Source data Block Start

PR #343, opened 2018-07-30
Ct 1788 Create OverturnedICO::SAR

stephenrichards:


app/controllers/cases_controller.rb
```diff
@@ -152,45 +152,43 @@ def new
...
+      flash[:notice] = t('activerecord.errors.models.case.attributes.number.duplication')
+      render :new
     end
+  end
 
-  rescue ActiveRecord::RecordNotUnique
-    flash[:notice] =
-      t('activerecord.errors.models.case.attributes.number.duplication')
-    render :new
+  def new_overturned_ico
```
misaka: I see that the functionality required here is quite unique to Overturned ICO cases ... but I'm just a bit concerned about having case-specific methods at the controller level like this. I feel like anything case-specific should be in a service or a concern. Can we try to move this out at some point, not necessarily for this PR?

app/controllers/concerns/sar_cases_params.rb
```diff
@@ -3,6 +3,7 @@ module SARCasesParams
 
   def create_sar_params
     params.require(:case_sar).permit(
+      :correspondence_type,
```
misaka: Same comment as in `create_foi_params`.

app/models/case/base.rb
```diff
@@ -61,7 +61,7 @@ def self.searchable_document_tsvector
 
   attr_accessor :message_text
 
-  acts_as_gov_uk_date :received_date, :date_responded,
+  acts_as_gov_uk_date :received_date, :date_responded, :external_deadline,
```
misaka: You can move this into ICO Overturned base class, you just need to include _all_ the dates that `acts_as_gov_uk_date`, until we fix that to be cumulative.

app/models/case/ico/sar.rb
```diff
@@ -1,8 +1,17 @@
 class Case::ICO::SAR < Case::ICO::Base
 
+  has_paper_trail only: [
```
misaka: Won't this override the `has_paper_trail` in `Case::ICO::Base`? That one contains fields we want to track like `ico_reference_number` which should be in here, or better yet just use that?

app/models/case/overturned_ico/foi.rb
```diff
@@ -0,0 +1,7 @@
+class Case::OverturnedICO::FOI < Case::OverturnedICO::Base
+
+  def self.type_abbreviation
+    'OVERTURNED FOI '
```
misaka: Should this be `OVERTURNED_FOI`?

misaka (approved):

app/controllers/cases_controller.rb
stephenrichards: I did think about this.  The problem is I think that this is different from any other new action - it takes a parameter(the id of the ICO appeal from which it is created).  I'll have a play around and see if that causes any problems.

app/models/case/base.rb
stephenrichards: As you saw, removing it from Case::Base also seems to remove it from everything that derives from Case::Base.  Probably dependent on load order.  Would be fixed by fixing gov_uk_date_fields gem to allow multiple definitions.

app/models/case/overturned_ico/foi.rb
```diff
@@ -1,7 +1,7 @@
 class Case::OverturnedICO::FOI < Case::OverturnedICO::Base
 
   def self.type_abbreviation
-    'OVERTURNED FOI '
+    'OVERTURNED_FOI '
```
misaka: There's still a space here, I'm guessing this isn't getting in the way because we don't create overturned FOIs? We can fix this later when it becomes an issue.

misaka (approved):

PR #345, opened 2018-07-31
Add predicate methods for each case type

stephenrichards:


beccapearce (approved):
Cool, can we add them for ICO cases too?

PR #346, opened 2018-07-31
kanpsack

stephenrichards:


db/structure.sql
```diff
@@ -1634,8 +1634,10 @@ INSERT INTO "schema_migrations" (version) VALUES
 ('20180613141421'),
 ('20180620135756'),
 ('20180621094208'),
+('20180622153909'),
```
misaka: Should these be part of this PR?

misaka (changes requested):

PR #350, opened 2018-08-01
CT-1867 show response to ICO Appeal

aliuk2012:
- Moves the Response section position on the case details page depending on whether the case is an ICO or not.
- Uses translations for case to determine the section heading


config/locales/en.yml
```diff
@@ -646,6 +646,13 @@ en:
     select_type:
       heading: Choose correspondence type
       sub_heading: Create case
+    show:
+      case/ico:
+        attachments_heading: Appeal response
+      case/sar:
```
beccapearce: I think for this part we don't need to repeat Response for case/foi and case/sar I think if you do `    show:
      case/ico:
        attachments_heading: Appeal response
      case:
        attachments_heading: Response` it should work

aliuk2012: Thanks I didn't realise you could set a default.

aliuk2012: I didn;t realise you could use a default. the only problem is that you then have to add the default key to the ignore list

beccapearce (approved):

PR #353, opened 2018-08-01
CT-1783 Submit ICO

stephenrichards:


config/locales/en.yml
```diff
@@ -398,14 +410,6 @@ en:
...
     response_upload_error: Errors detected with uploaded files.
     response_upload_blank?: Please select the file(s) you used in your response.
-    respond_point_of_no_return_html: |
-      <p class="notice">
-        <i class="icon icon-important">
-          <span class="visually-hidden">Important</span>
-        </i>
-        <strong>You can't update a response after marking it as sent.</strong>
-      </p>
-
```
aliuk2012: Why was this removed?

config/locales/en.yml
```diff
@@ -657,14 +663,10 @@ en:
...
       heading: Request amends
     respond:
-      heading: Marking it as sent
-      reminders_html: |
-        <strong>Make sure you have:</strong>
-        <ul class="list list-bullet">
-          <li>cleared the response with the Deputy Director</li>
-          <li>uploaded the response and any supporting documents</li>
-          <li>sent the response to the person who made the request</li>
-        </ul>
```
aliuk2012: Why is the reminders key removed?

spec/features/cases/ico/respond_to_ico_spec.rb
```diff
@@ -0,0 +1,38 @@
...
+
+    cases_show_page.actions.mark_as_sent.click
+
+    cases_respond_page.back_link.click
+
+    expect(cases_show_page).to be_displayed(kase.id)
+
+  end
+
+end
```
aliuk2012: Do we need this feature test if we are including it in the user journey e2e tests?

aliuk2012 (changes requested):

config/locales/en.yml
beccapearce: it wasn't in the designs and we decided to make the FOI and ICO page the same

config/locales/en.yml
beccapearce: it wasn't in the designs and we decided to make the FOI and ICO page the same

app/views/cases/respond.html.slim
```diff
@@ -1,8 +1,13 @@
+= GovukElementsErrorsHelper.error_summary @case.object, @case.error_summary_message, ''
+
 - content_for :page_title do
   = t('page_title.mark_as_sent_page', case_number: @case.number)
 
 - content_for :heading
   = t('.heading')
+  br
```
misaka: Having these two in the heading looks a little bit odd to me:

screenshot_2018-08-03 marking response as sent - 180803001 - track-a-query

I don't see designs for it but it seems to me that other pages don't have the page heading and the case subject both so big.

misaka (changes requested):

app/views/cases/respond.html.slim
aliuk2012: @misaka I agree with you. Its something I've been speaking to Mia about, oddly its on this page and some of the "Close cases" page.

config/locales/en.yml
aliuk2012: 🤔  Still think this would be important for KILOs and FOI.

spec/features/cases/ico/respond_to_ico_spec.rb
aliuk2012: I think I would leave it down to the controller and model to throw and handle validation errors etc.

aliuk2012: if we later find a bug from an unhappy path we can add it and fix it

app/views/cases/respond.html.slim
beccapearce: Here are the designs: https://e25x69.axshare.com/#g=1&p=ico_appeal_case_sent_to_ico
If we want to change this I suggest doing it in another PR once you've agreed a change with Mia

app/state_machines/configurable_state_machine/machine.rb
```diff
@@ -82,7 +82,9 @@ def respond_to_missing?(method, include_private = false)
 
     def event_name(event)
       if events.include?(event.to_sym)
-        I18n.t("event.#{event}", default: event.to_s.humanize)
+        specific_key = "event.case/#{@kase.type_abbreviation.downcase}.#{event}"
+        default_key = "event.#{event}"
+        I18n.t(specific_key, default: I18n.t(default_key))
```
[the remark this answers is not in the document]
beccapearce: Totally agree!

config/locales/en.yml
beccapearce: I think that this is a question for design. Once Mia is back we can discuss it with her, but I think keeping it to her designs for now is the best thing, we can always add it back in

app/views/cases/respond.html.slim
misaka: @beccapearce Thanks for the link. As discussed in stand-up, let's just get this through and address this separately, if at all.

misaka (approved):

config/locales/en.yml
```diff
@@ -662,14 +668,10 @@ en:
...
+      heading: Mark as sent
+      respond_date: Add date this response was sent to ICO
```
aliuk2012: this copy is appearing for both FOI and SAR
image

config/locales/en.yml
aliuk2012: Mia agrees that we should keep "Make sure.." copy just for FOI.

image

Ignore the action buttons in this screenshot it should have one green and one link.

beccapearce: I think if we're going to change the designs on this ticket we should do it as part of another ticket

aliuk2012: I've just added this copy back to the page and added a spec. The reason is that this change to FOI wasn't actually defined in the original ticket but it did make the ticket a little easier to implement.

aliuk2012 (approved):

PR #355, opened 2018-08-03
CT-1788 Fixes as a result of rebase

stephenrichards:


app/controllers/stats_controller.rb
```diff
@@ -89,7 +89,10 @@ def report_is_current?(report)
                                 report.report_type.abbr
     scheduled_time = job_previous_run_time(job_config)
     report.created_at >= scheduled_time
-  rescue
+  rescue => err
+    puts ">>>>>>>>>> RESVUE #{__FILE__}:#{__LINE__} <<<<<<<<<<"
```
misaka: RESVUE? A special little something to go with this PR? 😄

app/views/cases/overturned_sar/_new_form.html.slim
```diff
@@ -36,12 +24,13 @@ hr
...
           form_hint_text: "We'll use this date to set the draft deadline, calculated as 20 working days from the final deadline."}
 
+
 p
   = "Only change the details below if the Requester's contact details and the "
   = "preferred way of receiving the information has changed."
 
 #delivery-method
-  = f.radio_button_fieldset :delivery_method, choices: [:send_by_email, :send_by_post] do |fieldset|
+  = f.radio_button_fieldset :reply_method, choices: [:send_by_email, :send_by_post] do |fieldset|
```
misaka: Can we sync up the id of the div here with the field name?

@aliuk2012 Do you reckon we should just remove it IF it's not even being used?

app/views/cases/overturned_foi/new.html.slim
```diff
@@ -0,0 +1 @@
+= render partial: 'cases/overturned_sar/new', locals: { kase: @case }
```
misaka: Is this correct? Do we need `overturned_foi/new`?

app/models/case/base.rb
```diff
@@ -8,7 +8,7 @@
 #  message              :text
 #  created_at           :datetime         not null
 #  updated_at           :datetime         not null
-#  received_date        :date
+#  recevied_date        :date
```
aliuk2012: typo???

app/views/cases/overturned_foi/new.html.slim
aliuk2012: @misaka I think this is correct we are doing overturned SARs not FOI

app/views/cases/overturned_sar/_new_form.html.slim
aliuk2012: @misha I've got a feeling its used for tests but I agree with you it should be sync up to the field that we are using.  BTW why are we using a new attr called reply_method? Isn't this the same information we are asking for on regular SARs couldn't we just reuse the same attributes as a regular SAR i.e delivery_method. i

app/views/cases/overturned_foi/new.html.slim
stephenrichards: We have two correspondence types: overturned_sar, and overturned_ico.  As the view path is determined by the correspondence type abbreviation we need two files, one int he overturned_foi directory, and one in the overturned_sar directory.  But they just include the correct partials.  the other way of doing it was to have a special method on correspondence type (or case) that returns the view path to use, and change everywhere we generate the virew path using the type abbreviation to use this new method.  I chose the path of least resistance.

stephenrichards: yep, `reply_method` was introduced for SARs, and its meaning is slightly different.

`delivery_method` refers to the way in which the case was sent to us, and can have values `sent_by_post` and `sent_by_email` (past tense).
`reply_method` refers to the way in which the response will be sent, and can have the values `send_by_post` and `send_by_email`

app/models/case/overturned_ico/foi.rb
```diff
@@ -1,7 +1,8 @@
 class Case::OverturnedICO::FOI < Case::OverturnedICO::Base
 
   def self.type_abbreviation
-    'OVERTURNED_FOI '
+    'OVERTURNED_FOI'
```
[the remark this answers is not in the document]
stephenrichards: When we do the Overturned FOIs.  This PR is for SARs only.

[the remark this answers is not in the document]
aliuk2012: But if we already have this method shouldn't we test it otherwise we risk just ignoring it. Having had a look through `spec/models` it looks like we only test  type_abbreviation for FOI and OVERTURNED_SAR. We are not tests original SAR or ICO Appeals.

app/services/case_create_service.rb
```diff
@@ -47,6 +47,7 @@ def create_params(correspondence_type)
 
   def create_case
     @case = @case_class.new(@permitted_params.merge(uploading_user: @user))
+    # @case.original_case = @case.original_ico_appeal.original_case
```
beccapearce: DO we still need this commented out code?

app/views/cases/overturned_foi/new.html.slim
misaka: After discussing it seems that this should be in shared.

aliuk2012 (approved):

PR #367, opened 2018-08-08
CT-1788 Prepopulate reply method and email/address

stephenrichards:


app/services/create_overturned_ico_case_service.rb
```diff
@@ -26,11 +26,12 @@ def call
                            @error = true
                        end
     if success?
-      original_case                                 = @original_ico_appeal
+      original_case                                 = @original_ico_appeal.original_case
       @overturned_ico_case                          = overturned_klass.new
-      @overturned_ico_case.subject                  = original_case.subject
+      # @overturned_ico_case.subject                  = original_case.subject
```
beccapearce: Commented out code

beccapearce (approved):

app/decorators/case/overturned_ico/sar_decorator.rb
```diff
@@ -4,5 +4,8 @@ def original_case_description
     "ICO appeal (SAR) #{object.original_ico_appeal.number}"
   end
 
+  def type_abbreviation
+    'Overturned SAR'
```
aliuk2012: Why is this in the decorator? All the other type_abbreviations are directly in the models. it also saves us calling decorate on the object.

aliuk2012: Theres no tests for this method

app/models/case/sar.rb
```diff
@@ -69,6 +69,10 @@ def within_escalation_deadline?
     false
   end
 
+  def sar?
+    true
+  end
```
aliuk2012: Shouldn't there be a test for this?

app/services/case_create_service.rb
```diff
@@ -71,7 +70,7 @@ def set_flagged_for_disclosure_errors
 
   def flag_for_disclosure_if_required
     @case.save!
-    @flash_notice = "#{@case.type_abbreviation} case created<br/>Case number: #{@case.number}".html_safe
+    @flash_notice = "#{@case.decorate.type_abbreviation} case created<br/>Case number: #{@case.number}".html_safe
```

Source data Block End

#### Activity:
Copy every line of the material above in which the word "later" appears.

#### Result of this task:
misaka: There's still a space here, I'm guessing this isn't getting in the way because we don't create overturned FOIs? We can fix this later when it becomes an issue.
aliuk2012: if we later find a bug from an unhappy path we can add it and fix it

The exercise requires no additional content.